Is it annoying? no doubt. So I will also introduce a smart way of writing.

graph_plot.py

def f(x):
    return np.where(x < 0, x + 3, x ** 2)

numpy's where function is the so-called ternary operator. Let's google for details. By the way, if you do your best, even the standard writing style will be smart as it is.

graph_plot.py

def f(x):
    return [i + 3 if i < 0 else i ** 2 for i in x]

It's a combination of list comprehension and the ternary operator of the ʻif` statement.

list_comprehension_grammer.py

[(processing) for (Variable name) in (Arrays, lists, etc.)]

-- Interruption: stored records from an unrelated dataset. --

PR #58543, opened 2025-07-08
add apache-exporter package

sanjayk0508:
Fixes:

Related:

#### For new package PRs only

#### For new version streams

#### For security-related PRs

#### For version bump PRs

#### For PRs that add patches

### DIFF
--- a/apache-exporter.yaml
+++ b/apache-exporter.yaml
@@ -18,6 +18,7 @@ pipeline:
       deps: |-
         golang.org/x/crypto@v0.35.0
         golang.org/x/net@v0.38.0
+        golang.org/x/oauth2@v0.27.0
 
   - uses: go/build
     with:
--- a/apache-exporter.yaml
+++ b/apache-exporter.yaml
@@ -25,11 +25,32 @@ pipeline:
       packages: .
       output: apache_exporter
       ldflags: |
-        -X github.com/prometheus/common/version.Version=$(cat ./VERSION) \
+        -X github.com/prometheus/common/version.Version=${{package.version}} \
         -X github.com/prometheus/common/version.Revision=$(git rev-parse --short HEAD) \
         -X github.com/prometheus/common/version.Branch=$(git rev-parse --abbrev-ref HEAD) \
         -X github.com/prometheus/common/version.BuildUser=$(whoami)@$(hostname) \
         -X github.com/prometheus/common/version.BuildDate=$(date +"%Y%m%d-%H:%M:%S")
+
+subpackages:
+  - name: ${{package.name}}-compat
+    description: Compatibility package for apache-exporter container environments
+    dependencies:
+      runtime:
+        - ${{package.name}}
+    pipeline:
+      - runs: |
+          mkdir -p ${{targets.contextdir}}/bin
+          ln -sf /usr/bin/apache_exporter ${{targets.contextdir}}/bin/apache_exporter
+    test:
+      environment:
+        contents:
+          packages:
+            - ${{package.name}}
+      pipeline:
+        - runs: |
+            stat /bin/apache_exporter
+            test "$(readlink /bin/apache_exporter)" = "/usr/bin/apache_exporter"
+            test -x /usr/bin/apache_exporter
 
 update:
   enabled: true
@@ -44,6 +65,7 @@ test:
       packages:
         - curl
         - apache2
+        - wait-for-it
   pipeline:
     - name: "Basic functionality tests"
       runs: |
@@ -60,9 +82,9 @@ test:
         post: |
           #!/bin/sh -e
           # Test that metrics endpoint is accessible even when Apache is down
-          curl -s http://localhost:9117/metrics | grep -q "apache_up"
+          curl -s --retry 3 http://localhost:9117/metrics | grep -q "apache_up"
           # Should show apache_up as 0 since Apache is not accessible
-          curl -s http://localhost:9117/metrics | grep -q "apache_up 0"
+          curl -s --retry 3 http://localhost:9117/metrics | grep -q "apache_up 0"
     - name: "Test with mock Apache server"
       uses: test/daemon-check-output
       with:
@@ -82,13 +104,7 @@ test:
           APACHE_PID=$!
           sleep 3
 
-          # Wait for Apache to be ready
-          for i in $(seq 1 10); do
-            if curl -s http://localhost/server-status?auto > /dev/null 2>&1; then
-              break
-            fi
-            sleep 1
-          done
+          wait-for-it localhost:80 -t 30 --strict
         start: apache_exporter --scrape_uri="http://localhost/server-status?auto"
         timeout: 30
         expected_output: |
@@ -97,7 +113,7 @@ test:
         post: |
           #!/bin/sh -e
           # Test that metrics endpoint is accessible and shows Apache is up
-          curl -s http://localhost:9117/metrics | grep -q "apache_up 1"
+          curl -s --retry 3 http://localhost:9117/metrics | grep -q "apache_up 1"
 
           # Cleanup Apache process
           kill $APACHE_PID 2>/dev/null || true
--- a/apache-exporter.yaml
+++ b/apache-exporter.yaml
@@ -49,9 +49,10 @@ test:
     - name: "Basic functionality tests"
       runs: |
         apache_exporter --version 2>&1 | grep -q "${{package.version}}"
-        apache_exporter --help 2>&1
+        apache_exporter --help
     - name: "Test entrypoint /bin/apache_exporter"
       runs: |
+        stat /bin/apache_exporter
         test -x /bin/apache_exporter
     - name: "Test exporter startup without Apache"
       uses: test/daemon-check-output
@@ -84,7 +85,6 @@ test:
           # Start Apache server
           httpd -D FOREGROUND > /dev/null 2>&1 &
           APACHE_PID=$!
-          sleep 3
 
           wait-for-it localhost:80 -t 30 --strict
         start: apache_exporter --scrape_uri="http://localhost/server-status?auto"
@@ -96,6 +96,3 @@ test:
           #!/bin/sh -e
           # Test that metrics endpoint is accessible and shows Apache is up
           curl -s --retry 3 http://localhost:9117/metrics | grep -q "apache_up 1"
-
-          # Cleanup Apache process
-          kill $APACHE_PID 2>/dev/null || true
--- a/apache-exporter.yaml
+++ b/apache-exporter.yaml
@@ -50,6 +50,9 @@ test:
       runs: |
         apache_exporter --version 2>&1 | grep -q "${{package.version}}"
         apache_exporter --help 2>&1
+    - name: "Test entrypoint /bin/apache_exporter"
+      runs: |
+        test -x /bin/apache_exporter
     - name: "Test exporter startup without Apache"
       uses: test/daemon-check-output
       with:
--- a/apache-exporter.yaml
+++ b/apache-exporter.yaml
@@ -84,9 +84,8 @@ test:
 
           # Start Apache server
           httpd -D FOREGROUND > /dev/null 2>&1 &
-          APACHE_PID=$!
 
-          wait-for-it localhost:80 -t 30 --strict
+          wait-for-it localhost:80 -t 10 --strict
         start: apache_exporter --scrape_uri="http://localhost/server-status?auto"
         timeout: 30
         expected_output: |
--- a/apache-exporter.yaml
+++ b/apache-exporter.yaml
@@ -1,0 +1,102 @@
+package:
+  name: apache-exporter
+  version: "1.0.10"
+  epoch: 0
+  description: apache-exporter exposes Apache server metrics for Prometheus monitoring
+  copyright:
+    - license: MIT
+
+pipeline:
+  - uses: git-checkout
+    with:
+      repository: https://github.com/Lusitaniae/apache_exporter
+      tag: v${{package.version}}
+      expected-commit: c4206b529038d79f20f2eeba98a9780c8cb4a2c2
+
+  - uses: go/bump
+    with:
+      deps: |-
+        golang.org/x/crypto@v0.35.0
+        golang.org/x/net@v0.38.0
+
+  - uses: go/build
+    with:
+      packages: .
+      output: apache-exporter
+      ldflags: |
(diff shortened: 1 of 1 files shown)


apache-exporter.yaml
```diff
@@ -0,0 +1,103 @@
...
+        golang.org/x/crypto@v0.35.0
+        golang.org/x/net@v0.38.0
+        golang.org/x/oauth2@v0.27.0
+
+  - uses: go/build
+    with:
+      packages: .
+      output: apache_exporter
+      ldflags: |
+        -X github.com/prometheus/common/version.Version=$(cat ./VERSION) \
```
Aditevil: -X github.com/prometheus/common/version.Version=${{package.version}}

apache-exporter.yaml
```diff
@@ -0,0 +1,103 @@
...
+          APACHE_PID=$!
+          sleep 3
+
+          # Wait for Apache to be ready
+          for i in $(seq 1 10); do
+            if curl -s http://localhost/server-status?auto > /dev/null 2>&1; then
+              break
+            fi
+            sleep 1
+          done
```
Dentrax: I'd use `wait-for-it` and pass `--retry` to `curl`.

apache-exporter.yaml
```diff
@@ -0,0 +1,103 @@
...
+    with:
+      packages: .
+      output: apache_exporter
+      ldflags: |
+        -X github.com/prometheus/common/version.Version=$(cat ./VERSION) \
+        -X github.com/prometheus/common/version.Revision=$(git rev-parse --short HEAD) \
+        -X github.com/prometheus/common/version.Branch=$(git rev-parse --abbrev-ref HEAD) \
+        -X github.com/prometheus/common/version.BuildUser=$(whoami)@$(hostname) \
+        -X github.com/prometheus/common/version.BuildDate=$(date +"%Y%m%d-%H:%M:%S")
+
```
Dentrax, line 33: Needs `-compat` subpkg: https://github.com/Lusitaniae/apache_exporter/blob/634fead49017138d65f802b96c15b30c9af73aca/Dockerfile#L12

Dentrax (changes requested):

apache-exporter.yaml
sanjayk0508: if i'm not wrong we need to put our entrypoint of main package to `/bin/apache_exporter` and symlink the compat to `/bin/apache_exporter` as well?

Aditevil: By default the binary should be in` /usr/bin` I think.  But the entrypoint is `/bin/apache_exporter`, so we need a `-compat `subpkg to create a symlink

sanjayk0508: I think, if I'm not wrong, the `/bin` symlink to `/usr/bin` already handles the compatibility, so the `-compat` package isn't needed here. I tried adding `-compat`, but it caused a conflict because `/bin` was already pointing to `/usr/bin`

```
e0053c2ef053:/work/packages# ls -l /bin
lrwxrwxrwx    1 root     root             7 Jul  8 00:25 /bin -> usr/bin
```

Aditevil: A simple test to run that entrypoint(`/bin/apache_exporter`) would do then.

sanjayk0508: here's what i found, `/bin` is a symlink to `/usr/bin` but `/bin/apache_exporter` is not a symlink to `/usr/bin/apache_exporter`, and if i try to create a symlink, it conflicts because `/bin` is a symlink to `/usr/bin`, not sure what to do here

Aditevil: I'm able to run this just fine. 

```
496234fc0bb9:/work/packages# /bin/apache_exporter
time=2025-07-11T13:14:48.651Z level=INFO source=apache_exporter.go:66 msg="Starting apache_exporter" version="(version=1.0.10, branch=HEAD, revision=c4206b5)"
time=2025-07-11T13:14:48.651Z level=INFO source=apache_exporter.go:67 msg="Build context" build="(go=go1.24.5, platform=linux/amd64, user=build@aditya-tirmanwar, date=20250711-13:12:48, tags=netgo,osusergo)"
time=2025-07-11T13:14:48.651Z level=INFO source=apache_exporter.go:68 msg="Collect metrics from" scrape_uri=http://localhost/server-status/?auto
time=2025-07-11T13:14:48.655Z level=INFO source=tls_config.go:347 msg="Listening on" address=[::]:9117
time=2025-07-11T13:14:48.655Z level=INFO source=tls_config.go:350 msg="TLS is disabled." http2=false address=[::]:9117

^Ctime=2025-07-11T13:15:04.019Z level=INF
```O source=apache_exporter.go:74 msg="Caught signal. Wait 2 seconds..." sig=interrupt

Comment (Aditevil) [reply apache-exporter.yaml:33]:
```
496234fc0bb9:/work/packages# readlink -f /bin/apache_exporter
/usr/bin/apache_exporter
```

Comment (sanjayk0508) [reply apache-exporter.yaml:33]: my bad, probably used older package to debug, have added the entrypoint test now, PTAL

Comment (Aditevil) [reply apache-exporter.yaml:33]: Looks good. Nice work!

Comment (sanjayk0508) [reply apache-exporter.yaml:33]: thank you for looking into this!

**Review by Aditevil — DISMISSED** [review]

File: apache-exporter.yaml [hunk 4]
```diff
@@ -0,0 +1,101 @@
...
+    contents:
+      packages:
+        - curl
+        - apache2
+        - wait-for-it
+  pipeline:
+    - name: "Basic functionality tests"
+      runs: |
+        apache_exporter --version 2>&1 | grep -q "${{package.version}}"
+        apache_exporter --help 2>&1
```
EyeCantCU: There isn't a need to redirect output here

```suggestion
        apache_exporter --version | grep -q "${{package.version}}"
        apache_exporter --help
```

apache-exporter.yaml
```diff
@@ -0,0 +1,101 @@
...
+    - name: "Test entrypoint /bin/apache_exporter"
+      runs: |
+        test -x /bin/apache_exporter
```
EyeCantCU, line 57: This will fail silently. Please either use `stat` or set debug

apache-exporter.yaml
```diff
@@ -0,0 +1,101 @@
...
+              SetHandler server-status
+              Require all granted
+          </Location>
+          ExtendedStatus On
+          EOF
+
+          # Start Apache server
+          httpd -D FOREGROUND > /dev/null 2>&1 &
+          APACHE_PID=$!
+          sleep 3
```
EyeCantCU: This sleep is unnecessary

apache-exporter.yaml
```diff
@@ -0,0 +1,101 @@
...
+        expected_output: |
+          Starting apache_exporter
+          Listening on
+        post: |
+          #!/bin/sh -e
+          # Test that metrics endpoint is accessible and shows Apache is up
+          curl -s --retry 3 http://localhost:9117/metrics | grep -q "apache_up 1"
+
+          # Cleanup Apache process
+          kill $APACHE_PID 2>/dev/null || true
```
EyeCantCU: This is a separate shell, APACHE_PID will not be set. You should daemonize apache2 instead (in the start block) and use the exporter in post. Also, please avoid changing the return code and redirecting output. It hides valuable output and will change the outcome of our tests

EyeCantCU (dismissed):
Packaging looks good, flagged a few issues in tests

apache-exporter.yaml
sanjayk0508: weird, although the logs show the version in `stdout`, it still fails. I also checked how the version string is handled, and it seems something is being printed to `stderr`. Using `2>&1` resolves it by capturing both streams

apache-exporter.yaml
sanjayk0508: I tried daemonizing apache2 in the start (similar to production env), but given `daemon-check-output` monitors a single foreground process. When apache is daemonized, it runs in the background, which prevents the pipeline from tracking its output properly

Keeping apache in foreground will allow us to control the process and verify the exporter’s functionality, checking the `apache_up` metric, without losing visibility into apache's status. Please let me know if i'm overlooking something

apache-exporter.yaml
```diff
@@ -0,0 +1,98 @@
...
+          <Location "/server-status">
+              SetHandler server-status
+              Require all granted
+          </Location>
+          ExtendedStatus On
+          EOF
+
+          # Start Apache server
+          httpd -D FOREGROUND > /dev/null 2>&1 &
+          APACHE_PID=$!
```
Dentrax: nit: It seems `APACHE_PID` not used below, so we can remove it.

apache-exporter.yaml
```diff
@@ -0,0 +1,98 @@
...
+
+          wait-for-it localhost:80 -t 30 --strict
```
Dentrax: nit: `-t 30` would exceed the main timeout of `test/daemon-check-output` so it should be smaller than that value.

Dentrax (dismissed):
2 nits but current shape does seem good as well, so approved!

Dentrax (dismissed):

anushkamittal20 (dismissed):
lgtm, all comments are resolved

apache-exporter.yaml
```diff
@@ -0,0 +1,97 @@
...
+
+  - uses: go/build
+    with:
+      packages: .
+      output: apache_exporter
+      ldflags: |
+        -X github.com/prometheus/common/version.Version=${{package.version}} \
+        -X github.com/prometheus/common/version.Revision=$(git rev-parse --short HEAD) \
+        -X github.com/prometheus/common/version.Branch=$(git rev-parse --abbrev-ref HEAD) \
+        -X github.com/prometheus/common/version.BuildUser=$(whoami)@$(hostname) \
```
tulilirockz:
```suggestion
        -X github.com/prometheus/common/version.BuildUser=linky@chainguard.dev \
```
Lets use something static here as these can change between runners

apache-exporter.yaml
```diff
@@ -0,0 +1,97 @@
...
+    contents:
+      packages:
+        - curl
+        - apache2
+        - wait-for-it
+  pipeline:
+    - name: "Basic functionality tests"
+      runs: |
+        apache_exporter --version 2>&1 | grep -q "${{package.version}}"
+        apache_exporter --help
```
tulilirockz:
```suggestion
        set -o pipefail
        apache_exporter --version 2>&1 | grep -F -e "${{package.version}}"
        apache_exporter --help 2>&1 | grep -F -e "usage: apache_exporter"
```
Lets just make sure we dont get broken output

apache-exporter.yaml
```diff
@@ -0,0 +1,97 @@
...
+      with:
+        start: apache_exporter --scrape_uri="http://localhost:9999/server-status?auto"
+        timeout: 15
+        expected_output: |
+          Starting apache_exporter
+          Listening on
+        post: |
+          #!/bin/sh -e
+          # Test that metrics endpoint is accessible even when Apache is down
+          curl -s --retry 3 http://localhost:9117/metrics | grep -q "apache_up"
```
tulilirockz:
```suggestion
          curl -s --retry 3 http://localhost:9117/metrics | grep -F -e "apache_up"
```

apache-exporter.yaml
```diff
@@ -0,0 +1,97 @@
...
+          # Should show apache_up as 0 since Apache is not accessible
+          curl -s --retry 3 http://localhost:9117/metrics | grep -q "apache_up 0"
```
tulilirockz:
```suggestion
          curl -s --retry 3 http://localhost:9117/metrics | grep -F -e "apache_up 0"
```

apache-exporter.yaml
```diff
@@ -0,0 +1,97 @@
...
+    - name: "Test exporter startup without Apache"
+      uses: test/daemon-check-output
+      with:
+        start: apache_exporter --scrape_uri="http://localhost:9999/server-status?auto"
+        timeout: 15
+        expected_output: |
+          Starting apache_exporter
+          Listening on
+        post: |
+          #!/bin/sh -e
```
tulilirockz:
```suggestion
          set -o pipefail
```

apache-exporter.yaml
```diff
@@ -0,0 +1,97 @@
...
+  - uses: go/build
+    with:
+      packages: .
+      output: apache_exporter
+      ldflags: |
+        -X github.com/prometheus/common/version.Version=${{package.version}} \
+        -X github.com/prometheus/common/version.Revision=$(git rev-parse --short HEAD) \
+        -X github.com/prometheus/common/version.Branch=$(git rev-parse --abbrev-ref HEAD) \
+        -X github.com/prometheus/common/version.BuildUser=$(whoami)@$(hostname) \
+        -X github.com/prometheus/common/version.BuildDate=$(date +"%Y%m%d-%H:%M:%S")
```
tulilirockz:
```suggestion
        -X github.com/prometheus/common/version.BuildDate=$(date -u -d "@$SOURCE_DATE_EPOCH" +"%Y-%m-%dT%H:%M:%SZ")
```
Best to use SOURCE_DATE_EPOCH here as binaries in different dates will result in slightly differently-sized binaries if we dont do this

apache-exporter.yaml
```diff
@@ -0,0 +1,97 @@
...
+          wait-for-it localhost:80 -t 10 --strict
+        start: apache_exporter --scrape_uri="http://localhost/server-status?auto"
+        timeout: 30
+        expected_output: |
+          Starting apache_exporter
+          Listening on
+        post: |
+          #!/bin/sh -e
+          # Test that metrics endpoint is accessible and shows Apache is up
+          curl -s --retry 3 http://localhost:9117/metrics | grep -q "apache_up 1"
```
tulilirockz:
```suggestion
          # Test that metrics endpoint is accessible and shows Apache is up
          curl -s --retry 3 http://localhost:9117/metrics | grep -F -e "apache_up 1"
```

tulilirockz (dismissed):
I just have tiny nits here, mostly to just fix some reliability issues.

- There are tiny things that kind of break reproducibility
- Grepping for fixed strings is always very good so we dont accidentally use an expression instead of grepping for a string

apache-exporter.yaml
sanjayk0508: thanks for the review, have updated them now

Dentrax (approved):

jamonation (approved):

Aditevil (approved):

ternary_operator_grammer.py

(Processing when the conditional expression is true) if (Conditional expression) else (Conditional expressionが偽の時の処理)

However, it is difficult to read and complicated. ** You can see the greatness of the package. ** **

First Python series article

-First Python ~ Environment Construction ~ -First Python ~ Coding ~ -First Python ~ Assignment ~

[^ 1]: To be exact, it is the ʻappendmethod of the list type class. [^ 2]: Integer values less than or equal to 0 return an empty list. try it. [^ 3]: Thetry` statement can be said to be a conditional branch. [^ 4]: When the left limit and the right limit at that point match, and the value at that point and the limit value match, it is said that the function is continuous. In other words, if the functions are connected neatly, it is continuous. [^ 5]: Actually returns an iterator (loopable) object.